<em>Equal Areas, Their Triangular Square Root and Pi</em>, by Crockett Johnson
Equal Areas, Their Triangular Square Root and Pi, by Crockett Johnson Crockett Johnson/NMAH

The 1959 children’s novel Harold and the Purple Crayon is a beloved classic, and for good reason. The book is a triumphant celebration of the power of creation and imagination. Crockett Johnson (real name, David Johnson Leisk), the cartoonist and author behind Harold, brought his protagonist’s journey to life with a simple, minimalist drawing style that suggests a child might have made them. Of course, that couldn’t be further from the truth.

“They may look casual, or uncomplicated, but that is actually the result of very careful planning,” says the Johnson biographer Philip Nel, who runs an exhaustive website on the artist’s life and work. In fact, Johnson was a devotee of meticulous precision. In the final decade of his life, he even produced a series of paintings inspired by the laws of geometry and mathematics. The mathematical paintings of Crockett Johnson are far less well known than his famous children’s books, but no less worthy of appreciation.

That Johnson would spend his final years exploring a fine art approach to math is perhaps less surprising when looking back at the peculiar ways he integrated mathematics into his early work. It began in the 1930s, when he was drawing comics for the political publication New Masses, and later, Collier’s. His first major success came in 1942 with the creation of his comic strip, Barnaby, about a young boy (who bore a striking resemblance to the later character of Harold), and his fairy godfather. Johnson wrote and illustrated Barnaby daily until 1946, his preoccupation with precision and mathematics showing through even in this early phase of his career.

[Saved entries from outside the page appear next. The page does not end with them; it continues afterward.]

PR #250, opened 2020-10-14
deprecating server-side direction computation

melange396:


src/acquisition/covidcast/database.py
```diff
@@ -106,6 +106,7 @@ def insert_or_update_batch(self, cc_rows, batch_size=2**20, commit_partial=False
 
     tmp_table_name = 'tmp_insert_update_table'
 
+    # TODO: this heavily copypastas src/ddl/covidcast.sql -- theres got to be a better way
```
benjaminysmith, line 109: Is it worth creating an issue for tracking this or do  you typically leave as todo?

benjaminysmith (approved):
I love seeing deleted code!

It looks like this changes the API -- I'm guessing we leave the data in the DB?

krivard:
@benjaminysmith Yep, we'll leave the data in the DB until we're ready to do a database migration. We're not as good at doing that without substantial service interruptions, so it will probably need to wait until we're less in the PR spotlight from the mask data release from Monday.

krivard (approved):
Looks great!

src/acquisition/covidcast/database.py
krivard: Leaving a TODO essentially creates a lowest-priority task. If it becomes more obviously important we can escalate to an issue.

PR #598, opened 2021-06-16
finish add SQL Query and pass the integrations tests

zhuoran-Cheng16:
### Summary

  Finish the SQL query part and pass all the unit test and integrations test.


krivard (approved):
Nice work!

PR #601, opened 2021-06-17
Update development guide to correct images

TaraLakdawala:
Update development guide to use correct python images based on CI recipe

Edit: made the delphi_web_epidata image command more concise

### DIFF
--- a/docs/epidata_development.md
+++ b/docs/epidata_development.md
@@ -82,8 +82,12 @@ From the root of your workspace, all of the images can be built as follows:
 docker build -t delphi_web \
   -f repos/delphi/operations/dev/docker/web/Dockerfile .
 
-docker build -t delphi_web_epidata \
-  -f repos/delphi/delphi-epidata/dev/docker/web/epidata/Dockerfile .
+docker build -t delphi_web_python \
+  -f repos/delphi/delphi-epidata/dev/docker/python/Dockerfile .
+
+cd ./repos/delphi/delphi-epidata
+docker build -t delphi_web_epidata -f ./devops/Dockerfile .
+cd ../../../
 
 docker build -t delphi_database \
   -f repos/delphi/operations/dev/docker/database/Dockerfile .
--- a/docs/epidata_development.md
+++ b/docs/epidata_development.md
@@ -85,9 +85,8 @@ docker build -t delphi_web \
 docker build -t delphi_web_python \
   -f repos/delphi/delphi-epidata/dev/docker/python/Dockerfile .
 
-cd ./repos/delphi/delphi-epidata
-docker build -t delphi_web_epidata -f ./devops/Dockerfile .
-cd ../../../
+docker build -t delphi_web_epidata \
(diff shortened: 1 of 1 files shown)


docs/epidata_development.md
```diff
@@ -82,8 +82,12 @@ From the root of your workspace, all of the images can be built as follows:
...
   -f repos/delphi/operations/dev/docker/web/Dockerfile .
 
-docker build -t delphi_web_epidata \
-  -f repos/delphi/delphi-epidata/dev/docker/web/epidata/Dockerfile .
+docker build -t delphi_web_python \
+  -f repos/delphi/delphi-epidata/dev/docker/python/Dockerfile .
+
+cd ./repos/delphi/delphi-epidata
+docker build -t delphi_web_epidata -f ./devops/Dockerfile .
+cd ../../../
```
krivard, line 90: huh. does
```
docker build -t delphi_web_epidata \
   -f repos/delphi/delphi-epidata/devops/Dockerfile .
```

not work?

TaraLakdawala: It does work, but I decided to use the version in the CI Recipe [here](https://github.com/cmu-delphi/delphi-epidata/blob/76cc4c513fe1fa64eede08a6a9202aaa25e0dc1b/.github/workflows/ci.yaml#L58) but I'll update it to the more concise version

krivard (commented):
Looks like the `delphi_python` image name occurs a few more times in this document, largely in the instructions for running unit and integration tests; is that intentional or should those be changed to `delphi_web_python`?

dshemetov:
@krivard I think they can probably be updated to `delphi_web_python`. 

Also, not sure if we are deprecating py3tester, but I've been running the Flask tests with
```
docker run -i --rm --network delphi-net --env "SQLALCHEMY_DATABASE_URI=mysql+mysqldb://user:pass@delphi_database_epidata:3306/epidata" --env "FLASK_SECRET=abc" delphi_web_python python -m pytest --import-mode importlib repos/delphi/delphi-epidata/tests/
```

If so, maybe the unit test commands are worth updating?

krivard:
> not sure if we are deprecating py3tester, but I've been running the Flask tests with `--import-mode importlib`

We're not deprecating py3tester in the sense of scrubbing it from the docs and removing the compatibility code for it, more like we're just encouraging people to use pytest whenever possible. [There are a couple of pytest commands in the unit tests section](https://github.com/cmu-delphi/delphi-epidata/blob/63f048bcc7cb1ffe7f598c05d09180186c195e22/docs/epidata_development.md#unit-tests) though which should be modified to include your edits if they don't work as written. I'm equally happy for that to be part of this PR or handled separately, whatever you prefer @TaraLakdawala

TaraLakdawala:
It definitely makes sense to update the unit tests now for consistency's sake and I'm happy to add those updates in my next commit!

krivard:
wontfix; invalidated by Makefile and local dev tools

PR #606, opened 2021-06-21
add Min_issue query to metadata and add 3 tests

zhuoran-Cheng16:
### Summary

- Add min_issue query by using JOIN to combine with original inner_sql, modified 3 test file by adding some new test values without the is_latest_issue to test if it can get the correct min_issue. Already pass all the unit test and integration test.

### DIFF
--- a/src/acquisition/covidcast/database.py
+++ b/src/acquisition/covidcast/database.py
@@ -346,20 +346,18 @@ class Database:
         print("no jobs left, thread terminating: " + threading.current_thread().name)
       finally:
         worker_dbc.disconnect(False) # cleanup
-      
 
     threads = []
     for n in range(n_threads):
       t = threading.Thread(target=worker, name='MetacacheThread-'+str(n))
       t.start()
-      threads.append(t)      
+      threads.append(t)
 
     srcsigs.join()
     print("jobs complete")
     for t in threads:
       t.join()
     print("threads terminated")
-
     # sort the metadata because threaded workers dgaf
     sorting_fields = "data_source signal time_type geo_type".split()
     sortable_fields_fn = lambda x: [(field, x[field]) for field in sorting_fields]
@@ -367,11 +365,7 @@ class Database:
     tuple_representation = list(map(prepended_sortables_fn, meta))
     tuple_representation.sort()
     meta = list(map(dict, tuple_representation)) # back to dict form
-
     return meta
-
-
-    
 
 
   def update_covidcast_meta_cache(self, metadata):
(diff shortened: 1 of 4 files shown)


src/acquisition/covidcast/database.py
```diff
@@ -270,36 +270,60 @@ def compute_covidcast_meta(self, table_name='covidcast', use_index=True):
...
-        MIN(`value`) AS `min_value`,
-        MAX(`value`) AS `max_value`,
-        ROUND(AVG(`value`),7) AS `mean_value`,
-        ROUND(STD(`value`),7) AS `stdev_value`,
-        MAX(`value_updated_timestamp`) AS `last_update`,
-        MAX(`issue`) as `max_issue`,
-        MIN(`lag`) as `min_lag`,
-        MAX(`lag`) as `max_lag`
+      SELECT 
+        inner_main_sql.*,inner_min_sql.*
```
krivard, line 274: do you need all the columns from inner_min_sql to be returned? if not, you can do
```suggestion
        inner_main_sql.*,inner_min_sql.min_issue     
```
-- a column doesn't have to be in the outer SELECT to be used in JOIN .. ON

src/acquisition/covidcast/database.py
```diff
@@ -312,7 +336,7 @@ def worker():
       try:
         while True:
           (source, signal) = srcsigs.get_nowait() # this will throw the Empty caught below
-          w_cursor.execute(inner_sql, (source, signal))
+          w_cursor.execute(inner_sql, (source, signal,source, signal))
```
krivard, line 339:
```suggestion
          w_cursor.execute(inner_sql, (source, signal, source, signal))
```

krivard (commented):
Final approval pending scalability results, but in the meantime we can probably cut the number of columns returned in half

src/acquisition/covidcast/database.py
zhuoran-Cheng16: I will fix that problem soon! Thanks for pointing out.

krivard:
Summary from offline discussion -- 

this is not as performant as we'd like on dense datasets like doctor-visits and jhu-csse, and splitting the JOIN into two queries doesn't seem to help. instead, we'd like to pursue an approach based on the incremental metadata PR (#375), in which we would figure out the min issue once for everything, then update it at _acquisition time_ to account for new earlier issues (as batch uploads) or new source+signal pairs (as part of initial metadata estimates).

we'll return to this PR to either modify or close it once we've done some more work on the incremental meta code.

krivard:
wontfix; invalidated by v4

PR #632, opened 2021-07-12
Mention Cyberduck problem and solution

capnrefsmmat:
Documents the solution to a common Cyberduck issue experienced by data users when trying to download large files.


krivard:
we're doing a delphi-epidata release tomorrow morning. if you need the docs published earlier you may need to cherry-pick them into main

capnrefsmmat:
Tomorrow morning should be fine.

PR #643, opened 2021-07-15
Increase gunicorn timeout

korlaxxalrok:
**Prerequisites**:

- [X] Build is successful

### Summary

Increases gunicorn's worker timeout to 300s (5min).

It looks like the default of 30s is too short and workers were probably being
killed prematurely. My admittedly somewhat limited testing on a single instance
running a manually edited version of the config file suggests increasing the
timeout will help.


krivard (approved):
yolo

PR #599, opened 2021-06-16
Feature: Add streaming smoothing and cumulative/incidence derivations to server

dshemetov:
Fixes #607 
Fixes #608 

**Prerequisites**:

- [x] Unless it is a documentation hotfix it should be merged against the `dev` branch
- [ ] Branch is up-to-date with the branch to be merged with, i.e. `dev`
- [ ] Build is successful
- [ ] Code is cleaned up and formatted

### Summary

Adds support for streaming 7-day averaging and differencing calculations to the Flask server. Relies on #564 for signal name aliasing.

The following signals are currently supported (based on the recent [meta-table](https://docs.google.com/spreadsheets/d/1zb7ItJzY5oq1n-2xtvnPBiJu2L3AqmCKubrLkKJZVHs/edit#gid=329338228)):

```
google-symptoms	ageusia_raw_search	TRUE	ageusia_smoothed_search
google-symptoms	anosmia_raw_search	TRUE	anosmia_smoothed_search
google-symptoms	sum_anosmia_ageusia_raw_search sum_anosmia_ageusia_smoothed_search

jhu-csse	confirmed_incidence_num	TRUE	confirmed_7dav_cumulative_num
jhu-csse	confirmed_incidence_num	TRUE	confirmed_7dav_incidence_num
jhu-csse	confirmed_incidence_num	TRUE	confirmed_cumulative_num
jhu-csse	deaths_incidence_num	TRUE	deaths_7dav_cumulative_num
jhu-csse	deaths_incidence_num	TRUE	deaths_7dav_incidence_num
jhu-csse	deaths_incidence_num	TRUE	deaths_cumulative_num

usa-facts	confirmed_incidence_num	TRUE	confirmed_7dav_cumulative_num
usa-facts	confirmed_incidence_num	FALSE	confirmed_7dav_incidence_num
usa-facts	confirmed_incidence_num	FALSE	confirmed_cumulative_num
usa-facts	deaths_incidence_num	TRUE	deaths_7dav_cumulative_num
usa-facts	deaths_incidence_num	FALSE	deaths_7dav_incidence_num
usa-facts	deaths_incidence_num	FALSE	deaths_cumulative_num
```

There may be others, but these were immediately apparent.

TODO:
- [x] figure out how to use the name aliasing feature and handle "source:*" requests
- [x] choose the row ordering as they are streamed from the database
- [ ] make sure "issue" and "as_of" params are handled
[...]

PR #646, opened 2021-07-15
[JIT]: just-in-time series computations

### LINKED ISSUE #607: Compute 7-day averages at query time in covidcast
For every signal X with a `7dav` variant _that does not include low-counts aggregands not present in X_, we should only store X in the database, and compute the `7dav` signal at query time.

### LINKED ISSUE #608: Compute incidence at query time
For every cumulative signal X with an `incidence` variant, we should only store X in the database, and compute the `incidence` signal at query time.

dshemetov:
[PRD for this work](https://docs.google.com/document/d/1CX7TcmDxpAfdKR0SbT31BIeH-8xdZA-rXut2nWI96Lk/edit)

- Remake of #599.
- Fixes #607 
- Fixes #608 

Built on #1045.

**Prerequisites**:

- [x] Build is successful

### Summary

Adds support for JIT streaming 7-day averaging and differencing calculations to the API server.

TODO:
- [x] rebase to `dev` after #954
- [x] figure out how to use the name aliasing feature and handle "source:*" requests
- [x] handle multiple signal requests
- [x] reimplement derivable signal logic: add a "derivable" column to the meta-table, use signal base for the "derivable" signal, and use "is_smoothed", "is_cumulative" to determine which transformations to apply
- [x] change the base signals in the db / meta table from incidence to cumulative
- [x] write integration tests
  - [x] add an integration test with multiple geos
  - [x] add integration test with geo:* option
- [x] add old API compatibility mode 
- [x] update buffer to be cleaner and more memory efficient
- [x] ~~add smoother params handling~~ more features in a future update
- [x] add time-padding fetch logic
- [x] add time-gap handling (likely nan filling at first)
- [x] handle "issue", "as_of", and "lag" params - "issue" and "lag" are not supported, "as_of" is supported naturally
- [x] handle other endpoints
  - [x] /trend
  - [x] /trendseries
  - [x] ~~/correlation~~ (unavailable bc streaming is defeated by full-length time-series computations)
  - [x] /csv
  - [x] ~~/backfill~~ (multiple problems)
  - [x] /meta work in #995  
  - [x] ~~/coverage~~ (out of scope)
  - [x] ~~/anomalies~~ (only does a sheet lookup)


integrations/server/test_covidcast_endpoints.py
```diff
@@ -164,6 +269,64 @@ def test_basic(self):
...
+
+        rows = [CovidcastRow(source="jhu-csse", signal="confirmed_unknown", time_value=20200401 + i, value=i) for i in range(10)]
+        first = rows[0]
+        self._insert_rows(rows)
+
+        with self.subTest("unknown signal"):
+            out = self._fetch("/", signal="jhu-csse:confirmed_unknown", geo=first.geo_pair, time="day:*")
+            self.assertEqual(len(out["epidata"]), len(rows))
+            out_values = [row["value"] for row in out["epidata"]]
+            expected_values = [float(i) for i in range(10)]
```
sgratzl, line 285: why not using the rows object and their values directly?

requirements.txt
```diff
@@ -1,5 +1,6 @@
 Flask==1.1.2
 SQLAlchemy==1.3.22
+more_itertools
```
sgratzl, line 3: prefer specifying the version for reproducibility

src/server/endpoints/covidcast.py
```diff
@@ -122,16 +122,61 @@ def guess_index_to_use(time: List[TimePair], geo: List[GeoPair], issues: Optiona
     return None
 
 
+# TODO: Write an actual smoother arg parser.
```
sgratzl, line 125: TODO

src/server/endpoints/covidcast.py
```diff
@@ -122,16 +122,61 @@ def guess_index_to_use(time: List[TimePair], geo: List[GeoPair], issues: Optiona
...
+
+def _get_transformed_row_generator(
+    parsed_rows: Iterable[Dict],
+    iterator_buffer: Generator[Iterable[Tuple[Dict, Union[Tuple[str, str], str]]], None, None],
+    is_compatibility: bool,
+    original_source: Optional[str] = None,
+    smoother_args: Dict = {},
+    rowsort_keyfunc: Optional[Callable] = None,
+    group_keyfunc: Optional[Callable] = None,
+    data_signals_by_key: Dict[Tuple[str, str], DataFrame] = data_signals_by_key,
```
sgratzl, line 143: DataFrame?

src/server/endpoints/covidcast.py
```diff
@@ -122,16 +122,61 @@ def guess_index_to_use(time: List[TimePair], geo: List[GeoPair], issues: Optiona
...
+    for x, _ in iter:
+        yield x
+
+
+def _get_transformed_row_generator(
+    parsed_rows: Iterable[Dict],
+    iterator_buffer: Generator[Iterable[Tuple[Dict, Union[Tuple[str, str], str]]], None, None],
+    is_compatibility: bool,
+    original_source: Optional[str] = None,
+    smoother_args: Dict = {},
```
sgratzl, line 140: optional args with dict/lists shouldn't be used in my knowledge since it won't create new instances

src/server/endpoints/covidcast.py
```diff
@@ -122,16 +122,61 @@ def guess_index_to_use(time: List[TimePair], geo: List[GeoPair], issues: Optiona
...
+    rowsort_keyfunc: Optional[Callable] = None,
```
sgratzl, line 141: can you specify the Callable args?

src/server/endpoints/covidcast.py
```diff
@@ -140,18 +185,20 @@ def handle():
     fields_int = ["time_value", "direction", "issue", "lag", "missing_value", "missing_stderr", "missing_sample_size"]
     fields_float = ["value", "stderr", "sample_size"]
     is_compatibility = is_compatibility_mode()
+
     if is_compatibility:
-        q.set_order("signal", "time_value", "geo_value", "issue")
+        original_source = source_signal_pairs[0].source
```
sgratzl, line 190: an alternative approach is to also return query the source field in the fields but the filter out the fields you don't want in the compatibility mode before yielding it

src/server/endpoints/covidcast_utils/model.py
```diff
@@ -272,3 +283,128 @@ def map_row(source: str, signal: str) -> str:
         return signal_source.source
 
     return transformed_pairs, map_row
+
+
+def _resolve_all_signals(
+    source_signals: Union[SourceSignalPair, List[SourceSignalPair]], data_sources_by_id: DataFrame
```
sgratzl, line 289: DataFrame?

src/server/endpoints/covidcast_utils/model.py
```diff
@@ -272,3 +283,128 @@ def map_row(source: str, signal: str) -> str:
...
+    # First iterator pass.
+    for x in iter:
+        key = keyfunc(x)
+        if name_dict.get(key):
+            buffer.setdefault(key, []).append(x)
+            continue
+        yield x, key
+
+    # Buffer pass as needed.
+    for key in buffer:
```
sgratzl, line 334: consider .items()

src/server/endpoints/covidcast_utils/model.py
```diff
@@ -272,3 +283,128 @@ def map_row(source: str, signal: str) -> str:
...
+            if source:
+                return SourceSignalPair(source.source, [s.signal for s in source.signals])
+        return source_signals
+    if isinstance(source_signals, list):
+        return [_resolve_all_signals(pair, data_sources_by_id) for pair in source_signals]
+    raise TypeError("source_signals is not Union[SourceSignalPair, List[SourceSignalPair]].")
+
+
+def _buffer_and_tag_iterator(
+    iter: Iterable[Dict], name_dict: Dict[Any, List[Any]], keyfunc: Callable[[Dict], Any]
```
sgratzl, line 303: consider using generics instead of the Any to better indicate the connection between the different arguments

src/server/endpoints/covidcast_utils/model.py
```diff
@@ -272,3 +283,128 @@ def map_row(source: str, signal: str) -> str:
...
+    # Buffer pass as needed.
+    for key in buffer:
+        for value in name_dict[key]:
+            for x in buffer[key]:
+                yield x, value
+
+
+def _get_basename_signals(
+    source_signals: List[SourceSignalPair],
+    data_sources_by_id: Dict[str, DataFrame] = data_sources_by_id,
```
sgratzl, line 342: DataFrame?

tests/server/test_params.py
```diff
@@ -357,3 +357,29 @@ def test_parse_day_arg(self):
                 self.assertRaises(ValidationFailedException, parse_day_arg, "time")
             with app.test_request_context("/?time=week:20121010"):
                 self.assertRaises(ValidationFailedException, parse_day_arg, "time")
+
+    def test__combine_source_signal_pairs(self):
+        source_signal_pairs = [
+            SourceSignalPair("src1", ["sig1", "sig2"]),
+            SourceSignalPair("src2", "sig1"),
```
sgratzl, line 364: does the typing https://github.com/cmu-delphi/delphi-epidata/blob/5a2d6b49214d3584eeec7e2e1cbf0ba6b75e0b9a/src/server/_params.py#L82 actually allow a single string?

src/server/endpoints/covidcast_utils/smooth_diff.py
```diff
@@ -0,0 +1,168 @@
...
+            raise ValueError
+        values = array(values, copy=False)
+        smoothed_value = dot(values, kernel)
+    except (ValueError, TypeError):
+        smoothed_value = array(values).mean()
+
+    return round(smoothed_value, 8)
+
+
+def _iso_int_to_date(di: int) -> date:
```
sgratzl, line 31: isn't there a utility function for that?

src/server/endpoints/covidcast_utils/smooth_diff.py
```diff
@@ -0,0 +1,168 @@
...
+    s = str(di)
+    year, month, day = int(s[:4]), int(s[4:6]), int(s[6:8])
+    return date(year, month, day)
+
+
+def _date_to_iso_int(dt: date) -> int:
+    return int(str(dt.year) + str(dt.month).zfill(2) + str(dt.day).zfill(2))
+
+
+def _pad_group(group: Iterable[Dict], pad_length: int, pad_fill_value: Union[Number, str] = nan) -> Iterable[Dict]:
```
sgratzl, line 41: have you considered using an enum instead of a string which could be anything?

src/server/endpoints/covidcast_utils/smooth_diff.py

Harold might look confused, but he's probably just planning.
Harold might look confused, but he’s probably just planning. HarperCollins

One of the most distinct features of the Barnaby comics was their typeset speech balloons. “The normal way you do a speech balloon is that you write text and then you draw the balloon around it, because you don’t know how much space the text is going to take up,” says Nel. But according to Nel, Johnson approached speech balloons the other way around. “[He] drew the balloons first and then figured out in his head about how much space he would need in the balloons, and then had them typeset,” says Nel. “Not many people could do that.”

Then there was Atlas the Mental Genius, a Barnaby character. This odd guest star had a unique habit of speaking in complex algebraic equations. In the beginning, these equations were numerical nonsense, but in later printings of the strips, Johnson went back and replaced them with actual math that could be solved to “say” something. While Barnaby was a fairly sophisticated strip, the inclusion of college-level math was still an odd choice. “Mathematicians thought it was genius, but only mathematicians thought it was genius, because they were the only ones who got the joke,” says Nel.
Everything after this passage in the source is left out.